How to tackle compensation of bankers

Financial Express, 25 June 2009

Financial regulators must take interest in how the incentives of bank managers are shaped by ownership, governance and compensation. But a mere focus on the level of compensation is giving in to the populist envy of the rich. RBI needs to come out with a policy document on ownership, governance and compensation, based on high quality economics and public discussion.

Backdrop: getting government out of wages has helped

Nickel costs $15,400 per tonne while Aluminium is at $1600 a tonne. Why should Nickel cost ten times more than Aluminium, even though they are a lot alike? Such questions are pretty pointless. Prices come out of supply and demand and have no other interpretation. A. M. Naik of L&T got paid Rs.8.4 crore in 2007-08 while Azim Premji of Wipro got Rs.1.31 crore. Interpersonal wage comparisons are as pointless as intermetal price comparisons.

When India became a socialist country, the government took it upon itself to control all kinds of prices, ranging from metals to labour. As a consequence, unethical firms found other ways of paying employees, which tilted the balance in favour of bad ethics. Lowered wages at the top reduced the incentives for young people to work hard and learn hard. Low wages pushed the brightest people out of the country. Inward migration of talent did not happen.

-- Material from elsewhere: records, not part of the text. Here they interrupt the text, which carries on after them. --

PR #173, opened 2026-09-01
fix(hitl): strengthen scoring recovery and evaluation boundaries

Frankbest18:
## Summary

This PR makes initial scoring failures recoverable by returning each defect to the worker that owns it. Experiment defects continue through the experiment-runner repair path. Evaluator and scoring-contract defects restore the pre-experiment workspace and sealed scoring files, then return the concrete failure evidence to the rule maker for correction.

It also defines the evaluation responsibilities of the rule maker, experiment runner, and manager; reproduces nested repository contents inside isolated scoring workspaces; waits for required manager MCP tools before processing begins; and removes fixed execution limits from Full and Auto HITL.

## Initial scoring repair

The initial scoring review now requires the manager to select a `repair_target`.

`repair_target="experiment_runner"` keeps the existing experiment-repair behavior.

`repair_target="rule_maker"` restores the pre-experiment checkpoint, restores the rule maker’s sealed evaluator files, and reopens rule-maker execution with the scoring failure as revision feedback. Once the repair is accepted, NeuriCo reruns the experiment and initial scoring.

A low score alone is not treated as an evaluator defect. The rule maker is selected only when the scoring evidence identifies a problem in the evaluator or scoring-contract implementation.

When the manager sends a failure back to the rule maker, its feedback must describe the concrete conditions that produced the failure and require a matching preflight regression. The feedback is self-contained so the rule maker can reproduce the failure after the workspace has been restored.

## Rule-maker responsibilities

The rule maker is now explicitly responsible for the complete evaluator and every dependency, artifact, and input it requires. Work required by `scoring/eval.py` cannot be deferred to the experiment runner, runtime, or another component.

The rule maker may create, generate, replace, and write required files under `data/.test`, but it may not read their contents. Running `scoring/eval.py` as a functional preflight is permitted and required.

Before completing the stage, the rule maker must verify that the evaluator runs successfully. It must also repeat the preflight in a clean copy containing the same scoring-workspace files but no repository metadata. This prevents an evaluator from depending on nested `.git` state or other information that will not exist during isolated scoring.

Runtime validation now returns complete correction instructions when the rule maker submits incomplete work. Missing inputs, invalid artifacts, interface violations, and preflight failures are reported together. The rule maker is instructed to correct every reported problem, rerun the preflight, and submit phase completion again.

The manager receives the same responsibility boundaries during rule-maker plan review, completion review, and decision resolution. It must reject work that defers evaluator preparation, relies on repository metadata, or lacks functional preflight evidence.

## Scoring interface and experiment ownership

`scoring/interface.md` is limited to the public contract the experiment runner needs to produce its artifacts. It may describe required artifact paths, public entry points, and expected behavior. It must not contain evaluator invocation instructions, evaluator-owned paths, private-input handling, result handling, sealing, or runtime scoring operations.

Within `scoring/`, the experiment runner is instructed to use only `scoring/interface.md`. It must not inspect, depend on, or raise concerns about other scoring files.

Official evaluation is outside the experiment runner’s responsibility and authority. Evaluator availability and official results cannot become experiment prerequisites, checkpoints, blockers, validation steps, or completion conditions.

The manager enforces this boundary during both experiment review and decision resolution. If a worker-authored plan or request assigns official evaluation to the experiment runner, the manager must treat that premise as invalid and require it to be corrected. The same boundary applies during initial experimentation and AutoResearch iterations.

## Isolated scoring workspaces

A checkpoint can contain nested repositories represented as Gitlinks. Creating a normal Git worktree restores the Gitlink entry but not the nested repository contents that were present when the rule maker ran its preflight.

The isolated scorer now enumerates Gitlinks from the selected checkpoint with `git ls-tree`. It validates each Gitlink path and commit against the corresponding nested repository in the source workspace, archives that exact commit, and safely extracts its files into the isolated scoring workspace.

The scorer therefore receives the same dependency contents used during rule-maker preflight without receiving nested repository metadata.

Temporary scoring worktrees are now created beside the configured workspace root. Docker evaluators can access them through the existing workspace mount instead of receiving a temporary path outside the mounted directory.

Workspace state also reports the configured workspace root rather than deriving it from the process working directory.

## Manager MCP readiness

The manager previously could begin processing before its required MCP server and tools had finished initializing. A slow MCP startup could therefore leave the manager without the tools required to control the workflow.

Claude startup now checks the initialization event for the required MCP server and exact tool exposure. Codex startup marks the server as required and detects explicit MCP startup failures.

MCP initialization failures no longer consume the ordinary provider retry budget. NeuriCo retries with progressively larger startup windows until the required tools are available or the operation is explicitly stopped. Provider execution failures continue through the existing provider-failure path.

## HITL progress and execution limits

Full and Auto HITL no longer apply fixed execution timeouts to the resource finder, rule maker, experiment runner, AutoResearch proposer and implementation worker, scorer, or HITL paper writer. Explicit stop handling remains available.

HITL research prompts also no longer introduce an implicit 3,600-second limit when the submitted idea does not define one.

Workers are instructed to keep progressing until the runtime accepts phase completion. If the current approach cannot be executed, the worker must select another valid approach and continue instead of stopping or exiting the phase unfinished.


AndrewRqy:
Thanks a lot for this great work :) The overall recovery design is much stronger, but I found several issues worth addressing before merge:

1. High — dirty nested repositories produce inconsistent scoring inputs. `_materialize_checkpoint_gitlinks` archives the nested repository’s committed Gitlink while preflight and fingerprinting inspect its live working tree. Dirty or untracked files can therefore pass preflight but disappear from the isolated scorer. We should either require nested repositories to be fully clean—including untracked files—and verify HEAD matches the Gitlink, or snapshot the exact live tree used by preflight.

2. High — failed rule-maker repair does not restore the original evaluator. The rollback mechanisms exclude the sealed evaluator paths, so a repair that partially modifies `scoring/eval.py` and then fails leaves the corrupted version behind. I reproduced this locally. The repair flow should keep a runtime-owned immutable backup of the sealed evaluator and restore it exactly on failure or interruption.

3. High — Gitlink archive extraction permits escaping symlinks. `_extract_git_archive` validates archive member names but not symlink targets, then extracts using `filter="fully_trusted"`. A nested repository can contain a link such as `../../.git/config`, which remains an escaping link in the scoring workspace. Symlink and hardlink members should either be rejected or have their resolved targets constrained to the extraction directory.

4. High — permanent MCP configuration failures retry forever. `HitlManager._send` treats every `McpInitializationError` as transient without consuming the normal retry budget. Missing servers, missing tools, or invalid configuration can therefore leave the manager looping indefinitely. Permanent and transient initialization failures should be distinguished, with a bounded retry count or overall readiness deadline for transient failures.

5. Medium — an impossible AutoResearch candidate has no terminal path. The new prompts prohibit rejecting, replacing, or abandoning the candidate, while worker and scorer timeouts are disabled. An infeasible proposal can therefore run indefinitely until an external user stops it. The manager needs a terminal infeasible/irrecoverably-invalid classification plus a configurable attempt or cost ceiling.

6. Medium — the required regression tests are not part of the sealed scoring contract. The manager asks the rule maker to add matching preflight regression tests, but `scoring/tests/` is neither sealed nor copied into the isolated scorer. Those tests can remain agent-visible and then disappear before scoring. We should seal and copy a defined regression-test directory, or explicitly require the checks to live inside `eval.py`.

7. The core recovery paths currently have little regression coverage. The PR adds roughly 1,300 lines across 27 files, but the only changed test file is `test_phase_state.py`. We should add focused tests for repair success/failure/rollback/resume, dirty and malicious Gitlinks, permanent versus transient MCP readiness failures, cooperative stopping with disabled timeouts, and infeasible candidates.

The existing test suite passes locally (`190 passed`), but it does not exercise these new paths, and there are currently no GitHub status checks on the PR.

Frankbest18:
Thanks Andrew — I reviewed each concern and made the following updates:

1. `validate_hitl_rule_maker_outputs()` now validates every Gitlink before the rule-maker stage can be approved. The nested checkout must exist at the recorded repository root, its HEAD must equal the Gitlink commit, and `git status` must be clean, including staged, modified, and untracked files. Isolated scoring can therefore archive the exact commit that passed rule-maker validation.

2. The initial-scoring repair decision is now stored as durable pipeline recovery state before the experiment workspace is rolled back. After the sealed evaluator is restored, the rule-maker stage captures its normal rollback snapshot. Any exception or explicit stop restores that snapshot, including the original evaluator state, while the pending repair record and manager feedback survive for restart. A restarted pipeline re-enters the pending rule-maker repair before running the experiment again.

3. Gitlink archives are now extracted with `tarfile`’s `data` filter instead of `fully_trusted`. This rejects archive links whose targets escape the nested-repository destination. The regression test constructs an escaping symlink and verifies that materialization fails without creating the link.

4. MCP startup-window expiration now has its own `McpReadinessTimeout` classification for both Claude and Codex. Only that condition retries with progressively larger startup windows without consuming the provider budget. Missing tools, invalid configuration, failed handshakes, and other explicit initialization failures remain `McpInitializationError`, consume the existing bounded provider retries, and then stop and roll back an active run through the normal provider-unavailable path.

5. I did not add an agent-declared infeasible terminal state or cost ceiling. This is intentional: an AutoResearch worker must keep working on its assigned candidate rather than deciding independently to abandon it. The explicit terminal mechanisms are user stop and provider unavailability, both of which use the same runtime-owned stop and rollback path.

6. I removed the ambiguous requirement to “add regression tests.” Manager feedback now requires the rule maker to reproduce the concrete failure during the functional `scoring/eval.py` preflight, verify the correction there, and record the evidence in `scoring/rule_maker_log.md`. That log is already part of the sealed evaluator artifacts, so this does not introduce a separate `scoring/tests/` contract.

7. I added focused coverage for clean, dirty, untracked, staged, and mismatched Gitlinks; escaping archive links; repair handoff, interruption, rollback, and restart; and transient versus permanent MCP initialization failures for both providers. The top-level NeuriCo suite currently passes with 222 tests.

AndrewRqy:
Thanks a lot for the detailed fixes! The Gitlink validation, archive-link protection, clarified preflight contract, and additional coverage look good. I found several remaining issues:
1. High — failed rule-maker repair still does not restore the evaluator. HitlStageRollback uses CheckpointManager, which explicitly excludes scoring/eval.py, scoring/targets.json, and scoring/rule_maker_log.md; the private HITL snapshot does not contain them either. I reproduced a failed repair where eval.py remained corrupted after rollback.restore(). The test currently uses a fake rollback and verifies only that restore() was called. We need an immutable runtime-owned evaluator snapshot plus a byte-level restoration test.
2. High — the durable repair request can disappear during recovery. The request is stored in .neurico/pipeline_state.json, but restoring the pre-experiment Git checkpoint can replace that file with its pre-request version. The live process later rewrites its in-memory state, but a crash between those operations loses the repair request. I reproduced a restart immediately after the public restore returning no pending rule-maker repair. The handoff must live outside the restored checkpoint boundary or be preserved transactionally.
3. High — MCP readiness timeouts still retry forever. Permanent initialization failures now correctly consume the provider budget, but McpReadinessTimeout increments only mcp_attempt. If readiness is never emitted, the loop continues indefinitely with progressively larger startup windows. Please add a bounded readiness-attempt count or overall deadline and route exhaustion through the provider-unavailable path.
4. Medium — every nonzero coding-agent exit is classified as provider unavailable. run_prebuilt_cli_agent() currently makes this decision from return_code != 0 alone. Ordinary worker failures, invalid arguments, permission errors, or agent crashes will therefore stop the whole HITL run as provider outages. This terminal path should require a process-launch failure or an explicitly recognized provider/auth/network failure.
5. Medium — extractall(filter="data") is not available across the full declared Python >=3.10 range. Extraction filters were backported in Python 3.10.12 and 3.11.4, so earlier supported patch versions raise TypeError. The Python documentation recommends checking hasattr(tarfile, "data_filter"); the fallback still needs equivalent link-target validation.
The infeasible-candidate behavior is now clearly an intentional policy decision rather than an implementation omission. We should separately confirm that we accept unattended Auto HITL candidates running without an attempt or cost ceiling.
The updated root suite passes locally, but I think items 1–4 remain merge blockers.

Frankbest18:
Thanks Andrew — I went through the second review and updated the branch. I also merged the current `main`, including PR172, and connected its scoring-conformance review to the rule-maker repair path.

1. A rule-maker repair now takes a private snapshot immediately after unsealing the evaluator and before the repair worker starts. That snapshot includes the evaluator, targets, rule-maker artifacts, and private scoring inputs. If the repair fails or is interrupted, those files are restored exactly and any artifacts created by the failed repair are removed.

2. I kept `pipeline_state.json` inside the normal checkpoint. Moving it outside caused pipeline state and workspace state to fall out of sync during rollback, so I reverted that approach. There is now a small control record for the short interval between the manager requesting a repair and the rollback completing. After a restart, NeuriCo uses that record to restore the pending repair into `pipeline_state.json`, then removes it once the repair has been prepared.

3. I kept the unbounded MCP readiness retry as an intentional behavior. It now applies only when Claude or Codex explicitly reports that the current MCP startup window expired. NeuriCo restarts the process with a longer window and waits for the tools to become ready. Missing tools, invalid configuration, failed initialization, and other MCP errors follow the normal bounded provider retry and rollback path.

4. A single nonzero worker exit no longer stops the run. NeuriCo starts a replacement worker and preserves the original process output. A successful replacement clears the failure count. Three consecutive failed provider processes use the existing provider-unavailable stop and rollback path.

5. Gitlink extraction now works safely across the supported Python range. Newer Python versions use the standard `tarfile.data_filter`; older versions use `backports.tarfile`. Both paths reject archive links that escape the destination.

The commits from `2f4ff34` also reduce the amount of frontier history copied into every manager request. Historical attempts now carry their proposal idea ID, manager decision idea ID, proposal type, and acceptance result. The manager can retrieve the full proposal and decision through `hitl-view-ideas`. `view_node` follows the same approach and expands one historical attempt only when the manager requests its proposal ID.

Conversation compaction now considers the size of the complete manager request, including the system prompt, tools, research state, and conversation. Previously it looked only at the conversation, which allowed a large fixed context to exceed the provider limit without triggering compaction.

I also normalized the objective-score record used by initial publication and frontier comparison. NeuriCo now reads both the current score shape and the older nested shape consistently, so restored workspaces and new workspaces make frontier decisions from the same scorer result.

Finally, PR172’s scoring-conformance report now runs in the repair path after rule-maker output validation and before manager review. The report is persisted and replayed during review, and the repaired evaluator is resealed only after that review finishes. The optional rule-maker log is no longer treated as a required repair artifact.

AndrewRqy:
Thanks, the evaluator rollback, repair handoff, and older-Python extraction fixes all look good now.

One issue remains with the new three-strike provider recovery: `run_prebuilt_cli_agent()` returns `provider_process_failed`, but the rule-maker, resource-finder, proposer, and experiment-runner wrappers drop that field when rebuilding their result dictionaries. As a result, the runtime never increments the failure counter, and repeated provider crashes can still launch replacements indefinitely.

Could you propagate `provider_process_failed` through those HITL worker results and add a regression test covering three consecutive failed launches? After that, this should be ready from my side.

Frankbest18:
Thanks, I now carry `provider_process_failed` through the rule maker, resource finder, proposer, and experiment runner when they are running under the Full/Auto AutoResearch runtime. The rule maker and resource finder also preserve the process return code so a successful replacement correctly resets the consecutive-failure count. Ordinary execution paths remain unchanged.

The existing recovery behavior now receives the information it was designed for: the first two provider-process failures launch replacement workers, while the third consecutive failure stops the run through the established rollback path. A result that was already finalized by the runtime is still retained even if the provider process exits nonzero afterward.

AndrewRqy:
thanks for this hard work, im merging this pr

AndrewRqy (approved):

One of the most important reforms of the early 1990s was the removal of government involvement in wage setting. This fit into the larger theme of reforms refocusing government on the provision of public goods, and the removal of government interference in prices of the factors of production : land, labour, capital and enterprise. Deregulation of wages induced a sea change in the quality of the Indian workforce, based on stronger incentives in favour of hard work and education, a reduction in emigration, a reverse brain drain, and foreigners moving to India.

The compensation problem in banking

In this setting, debates about compensation in banking have resurfaced. With ordinary corporations, good corporate governance is about getting managers to maximise for the shareholders. This involves compensation packages containing shareholding, performance-linked bonuses and stock options.

In finance, in many situations, managers who think like shareholders can be pretty destructive. In banking, we have seen huge bonuses tied to short-term performance, without concern for risk. Excessive risk taking was consistent with bonus-maximisation. While such problems occur in other parts of finance also, they are particularly important in banking, given the toxic combination of opaque assets, high leverage and government guarantees. Many decisions taken by banks were good for shareholders and particularly for managers, but were value-destroying when viewed at the level of the bank as a whole or the economy at large.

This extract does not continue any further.